Well, and another view:

 function frame(scene, framenumber, scalefactor=1000) background("antiquewhite") setlinejoin("bevel") setline(1.0) setopacity(0.2) eased_n = scene.easingfunction(framenumber, 0, 1, scene.framerange.stop) pentachoron2D = flatten( rotate4( pentachoron, XZ(eased_n * 2π) * YW(eased_n * 2π))) for (n, face) in enumerate(pentachoronfaces) sethue(get(ColorSchemes.diverging_rainbow_bgymr_45_85_c67_n256, n/length(pentachoronfaces))) poly(scalefactor * pentachoron2D[face], :fillpreserve, close=true) sethue("black") strokepath() end end makemovie(500, 500, "pentachoron-xz-yw.gif", scalefactor=2000) 

Made naturally desire to implement a more popular four-dimensional object - Tesseract

 const tesseract = [Point4D(vertex...) for vertex in [ [-1, -1, -1, 1], [ 1, -1, -1, 1], [ 1, 1, -1, 1], [-1, 1, -1, 1], [-1, -1, 1, 1], [ 1, -1, 1, 1], [ 1, 1, 1, 1], [-1, 1, 1, 1], [-1, -1, -1, -1], [ 1, -1, -1, -1], [ 1, 1, -1, -1], [-1, 1, -1, -1], [-1, -1, 1, -1], [ 1, -1, 1, -1], [ 1, 1, 1, -1], [-1, 1, 1, -1]]] const tesseractfaces = [ [1, 2, 3, 4], [1, 2, 10, 9], [1, 4, 8, 5], [1, 5, 6, 2], [1, 9, 12, 4], [2, 3, 11, 10], [2, 3, 7, 6], [3, 4, 8, 7], [5, 6, 14, 13], [5, 6, 7, 8], [5, 8, 16, 13], [6, 7, 15, 14], [7, 8, 16, 15], [9, 10, 11, 12], [9, 10, 14, 13], [9, 13, 16, 12], [10, 11, 15, 14], [13, 14, 15, 16]]; 

 function frame(scene, framenumber, scalefactor=1000) background("black") setlinejoin("bevel") setline(10.0) setopacity(0.7) eased_n = scene.easingfunction(framenumber, 0, 1, scene.framerange.stop) tesseract2D = flatten( rotate4( tesseract, XZ(eased_n * 2π) * YW(eased_n * 2π))) for (n, face) in enumerate(tesseractfaces) sethue([Luxor.lighter_blue, Luxor.lighter_green, Luxor.lighter_purple, Luxor.lighter_red][mod1(n, 4)]...) poly(scalefactor * tesseract2D[face], :fillpreserve, close=true) sethue([Luxor.darker_blue, Luxor.darker_green, Luxor.darker_purple, Luxor.darker_red][mod1(n, 4)]...) strokepath() end end makemovie(500, 500, "tesseract-xz-yw.gif", scalefactor=1000) 

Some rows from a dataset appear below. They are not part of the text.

PR #566, opened 2018-10-21
Resolves #561, Document how to use Asciidoctor.js with GraalVM

### LINKED ISSUE #561: Document how to use GraalVM to run Asciidoctor.js
- Using the Graal Polyglot API to run Asciidoctor.js in a JVM-based application: https://www.graalvm.org/docs/graalvm-as-a-platform/embed/
- Using GraalVM `npm` and `node` script to run Asciidoctor.js: https://www.graalvm.org/docs/getting-started/#running-javascript

Mogztter:
Resolves #561


Mogztter:
I might create a sample repository to show how to embed Asciidoctor.js in a Java application using GraalVM: https://github.com/Mogztter/asciidoctor.js-integration-graalvm

I think it will be easier to understand because you can experiment with a working project based on Maven. What do you think ?

Mogztter:
I agree the documentation is too complicated but at the same time it's good to extract some informations from the tests suite (it's better than nothing).

If we take that approach one further we could even create a tiny Java library to wrap Asciidoctor.js.

And since it's technically possible to return JavaScript functions to Java values we could even create a Java API on top of Asciidoctor.js... AsciidoctorG (for GraalVM) is coming :wink:

mojavelinux:
I didn't mean to suggest that the documentation was too complicated, there's just perhaps an opportunity to show rather than tell in some cases. But experience will teach us where that line is.

> AsciidoctorG

I'm not sure whether to be excited or have a heart attack. :rofl: 

(Though I can say I've long been interested in an AsciidoctorJ impl based on Asciidoctor.js instead of Asciidoctor. And AsciidoctorJ is definitely moving in that direction.)

Mogztter:
> I didn't mean to suggest that the documentation was too complicated, 

Let's say that there's a lot to tell 😄 

> there's just perhaps an opportunity to show rather than tell in some cases. 

💯 agree

> I'm not sure whether to be excited or have a heart attack.

Come on, that's the future ! 🤣 

> (Though I can say I've long been interested in an AsciidoctorJ impl based on Asciidoctor.js instead of Asciidoctor. And AsciidoctorJ is definitely moving in that direction.)

Indeed but there's a big requirement, if the implementation is based on the Polyglot API, your Java application must run on GraalVM.
But I'm pleasantly surprised by how well Asciidoctor.js is running on GraalVM with little to no effort and the performance are wayyyyy better than Nashorn! (and it's not even a 1.0.0) 🚀

mojavelinux:
> I'm pleasantly surprised by how well Asciidoctor.js is running on GraalVM with little to no effort and the performance are wayyyyy better than Nashorn! 

I'm really excited to hear that. We really need JavaScript on the JVM to be going somewhere.

PR #587, opened 2018-11-03
 Resolves #570 introduce DSL method to mark document processor as preferred

### LINKED ISSUE #570: Map Registry#prefer in the API
Source code: https://github.com/asciidoctor/asciidoctor/commit/07bd1ea36aa2b52b8230237b4fcc2b099c1cdf15

Mogztter:


Mogztter:
> The prefer method was meant to replace prepend. Therefore, prepend should now be deprecated. It should also delegate to prefer.

Ok

> Are the new checks for arguments on the processor creation methods necessary to support the prefer chaining style? Or is that something different?

No it's actually a bug discovered when I was writing the test case for `prefer`.
The following code was not working:

```js
 this.prefer('tree_processor', asciidoctor.Extensions.newTreeProcessor({
  process: function (doc) {
    doc.append(this.createBlock(doc, 'paragraph', 'a', {}));
  }
}));
```

It was mandatory to pass a name as the first argument otherwise an exception was thrown at runtime.
The fix is on a separated commit and I should probably move it to another pull request.

mojavelinux:
:+1:

Mogztter:
@mojavelinux the `option` method (used by `prepend`) was defined on the `Processor` class but now the `prefer` is only defined on the `Registry` and on the `DocumentProcessorDsl`. As a consequence we cannot use `prefer` on a Block or Macro processor. I'm sure it's intended because I don't think it makes sense to use `prefer` on a block or macro processor right ?

mojavelinux:
Yes, that was indented. The option method has too broad of scope, which is another good reason why this method needed to be added. Now it has the right scope.

PR #588, opened 2018-11-03
Resolves #569, Map Processor#createListItem

### LINKED ISSUE #569: Map Processor#createListItem in the API
Source code: https://github.com/asciidoctor/asciidoctor/commit/9c1e394013f27c4cde15281ab093a291c44dbc38

Mogztter:


spec/node/asciidoctor.spec.js
```diff
@@ -814,6 +814,42 @@ intro
...
+        it('should be able to create a list item linked to a list', () => {
+          const extensions = asciidoctor.Extensions;
+          try {
+            extensions.register('test', function () {
+              this.block(function () {
+                this.named('test');
+                this.onContext('paragraph');
+                this.process((parent) => {
+                  const list = this.createList(parent, 'ulist');
+                  list.append(this.createListItem(list, 'foo'));
```
Mogztter: @mojavelinux It can be a little confusing because at first I did the following:

```js
const list = this.createList(parent, 'ulist')
this.createListItem(list, 'foo') // we create foo in "list"
```

But as far as I understand I also need to `append` the child ?
I was expecting that to be the default behavior because the list (parent) is known by the list item (child) at creation time.

Maybe we should automatically append the child or remove the parent from the API:


```js
const list = this.createList('ulist')
list.append(this.createListItem('foo'))
parent.append(list)
```

```js
const list = this.createList(parent, 'ulist')
this.createListItem(list, 'foo')
```

mojavelinux: > But as far as I understand I also need to append the child ?

The parent argument can be nil when creating the node. If you don't set it, it will be assigned when you append.

All the node creation methods take parent as the first argument, so it wouldn't make sense to just change this one. It's really there for consistency (and also reserved for future use).

You don't always want the node to be appended right away. It highly depends on what you're doing. Typically, the code needs to do follow-up work to prepare the node before attaching it to the tree.

PR #780, opened 2019-12-30
Fix the Processor#resolvesAttributes function

Mogztter:
- `resolvesAttributes` is now deprecated (in favor of `resolveAttributes`)
- `resolveAttributes` can take multiple arguments
- `resolveAttributes` argument can be
  * a String
  * a list of String (either as an Array or as a list of arguments)
  * a boolean
  * undefined
  * a JSON object

I think we should document the format in the Asciidoctor core API.

### DIFF
--- a/packages/core/spec/node/asciidoctor.spec.js
+++ b/packages/core/spec/node/asciidoctor.spec.js
@@ -1437,30 +1437,84 @@ header_attribute::foo[bar]`
           expect(doc.getAttribute('foo')).to.equal('bar')
         })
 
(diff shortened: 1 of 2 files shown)


packages/core/spec/node/asciidoctor.spec.js
```diff
@@ -1737,6 +1817,7 @@ header_attribute::foo[bar]`
           return node.getContent()
         }
       }
+
```
Mogztter:
```suggestion
```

Homework: automate the creation of arrays of coordinates and vertex numbers ( permutations with repetitions and without repetitions, respectively ). We also did not use all the broadcast matrices; Each new perspective causes a new “Wow!”, but I decided not to overload the page. Well, you can experiment with a large number of faces and dimensions.

Links

• Luxor - page on githab
• Luxor docs - a guide with examples
• Cairo - low-level graphics library; used by Luxor as an environment
• The library's author's blog - there are a lot of different styles and more extended examples, including four-dimensional figures.